The aim of the present work was to evaluate drug release and quality of EVA/drug matrices at different PEO 7M concentrations (5 and 15%), manufactured using two different hot-melt extruders: a lab-scale mini extruder and a pilot-scale extruder. The process parameters used on both extruders (temperature and screw speed) and drug release from the matrices were compared. On the lab-scale extruder all formulations were extruded at 90 °C, whereas on the pilot-scale extruder the temperature of the die was adjusted to 100 °C in order to achieve a constant pressure at the extrusion die, hence constant material flow through the die to yield smooth extrudates. Screw speed was also adjusted from 60 rpm (lab-scale extruder) to 90 rpm (pilot-scale extruder) in order to obtain a balance between feeding rate and screw speed.
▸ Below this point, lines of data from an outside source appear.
Issue #17159, opened 2023-07-03
Theme and jar file watching from other Maven modules does not work in Wildfly


Artur-:
### Description of the bug

If you deploy a multi module project to Wildfly, then editing the frontend or theme files in another module than the main module will not trigger a live reload or hot deploy.

The problem is that the file watcher is not triggered on file changes. This seems to be caused by https://github.com/gmethvin/directory-watcher/issues/94

### Expected behavior

It should work like in all other servers

### Minimal reproducible example

Need to create one

### Versions

- Vaadin / Flow version: 24.1.1

Artur-:
Workaround is to add `com.sun.nio.file` as a dependency, e.g.
```
            <plugin>
                <groupId>org.apache.maven.plugins</groupId>
                <artifactId>maven-war-plugin</artifactId>
                <configuration>
                    <archive>
                        <manifestEntries>
                            <Dependencies>com.sun.nio.file</Dependencies>
                        </manifestEntries>
                    </archive>
                </configuration>
            </plugin>
```

AB-xdev:
Can confirm the problem for Vaadin 24, Wildfly 30 and Java 17 (Temurin)

mcollovati:
It appears that adding the manifest entry to `vaadin-dev-server` works as well.

PR #17161, opened 2023-07-03
fix: Report exception if filewatcher fails to start

Artur-:
Related to #17159

### DIFF
--- a/vaadin-dev-server/src/main/java/com/vaadin/base/devserver/FileWatcher.java
+++ b/vaadin-dev-server/src/main/java/com/vaadin/base/devserver/FileWatcher.java
@@ -19,8 +19,12 @@ import java.io.File;
 import java.io.IOException;
 import java.io.Serializable;
 import java.util.Objects;
+import java.util.concurrent.CompletableFuture;
+import java.util.concurrent.CompletionException;
 
 import io.methvin.watcher.DirectoryWatcher;
+import org.slf4j.Logger;
+import org.slf4j.LoggerFactory;
 
 import com.vaadin.flow.function.SerializableConsumer;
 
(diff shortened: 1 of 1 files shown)


vaadin-dev-server/src/main/java/com/vaadin/base/devserver/FileWatcher.java
```diff
@@ -61,7 +65,14 @@ public FileWatcher(SerializableConsumer<File> onChangeConsumer,
...
     public void start() {
-        watcher.watchAsync();
+        CompletableFuture<Void> future = watcher.watchAsync();
+        if (future.isCompletedExceptionally()) {
+            try {
+                future.get();
+            } catch (Exception e) {
+                getLogger().error("Error starting file watcher", e);
+            }
+        }
```
mcollovati, line 75: Can this be simplified using `CompletionStage.exceptionally()`?

```java
watcher.exceptionally(ex -> {
            getLogger().error("Error starting file watcher", ex);
            return null;
        });
```

vaadin-dev-server/src/main/java/com/vaadin/base/devserver/FileWatcher.java
```diff
@@ -74,4 +85,8 @@ public void stop() throws IOException {
         watcher.close();
     }
 
+    private Logger getLogger() {
+        return LoggerFactory.getLogger(getClass());
+    }
+
```
mcollovati, line 91: Other classes in the same package define `getLogger` as a static method. Shall we adopt the same pattern here?

vaadin-dev-server/src/main/java/com/vaadin/base/devserver/FileWatcher.java
Artur-: Yes, much better

vaadin-dev-server/src/main/java/com/vaadin/base/devserver/FileWatcher.java
Artur-: Sure

mcollovati (approved):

Drug release from the obtained matrices on both extruders was also assessed. Despite the differences in diameter (diameter of 2 and 3mm for the lab-scale extruder and pilot-scale extruder, respectively), temperature and screw speed, drug release per surface area was similar. DSC analysis of a formulation [EVA40/MPT (50/50, w/w) with 5% PEO] indicated small changes in its solid state after extrusion on both extruders: drug crystallinity was reduced by max. 20%, PEO recrystallized after cooling and EVA remained semi-crystalline. Extrusion experiments on the pilot-scale extruder of EVA/MPT, 50/50 (w/w) formulations were also monitored in-line using Raman and NIR spectroscopy in order to evaluate the material behavior at a molecular level in the extrusion barrel as function of the process settings (extrusion temperature: 90, 110 and 140 °C; screw speed: 90 and 110 rpm). At 90 and 110 °C the crystallinity of the drug was reduced, but the majority of MPT remained in its crystalline state as specific peaks in the Raman spectra of the drug became broader. These differences were accentuated when extrusion was performed at 140 °C as the drug completely melted. Peak shifts to lower frequencies [(CO) groups of the drug and (CH(3)COO) groups of EVA] were registered at all extrusion temperatures, with maximum effect at 140 °C indicating molecular interactions. Increasing the screw speed did not result in peak shifts of Raman spectra. NIR confirmed these observations and showed an additional peak in the spectra characteristic of (OH) bounds.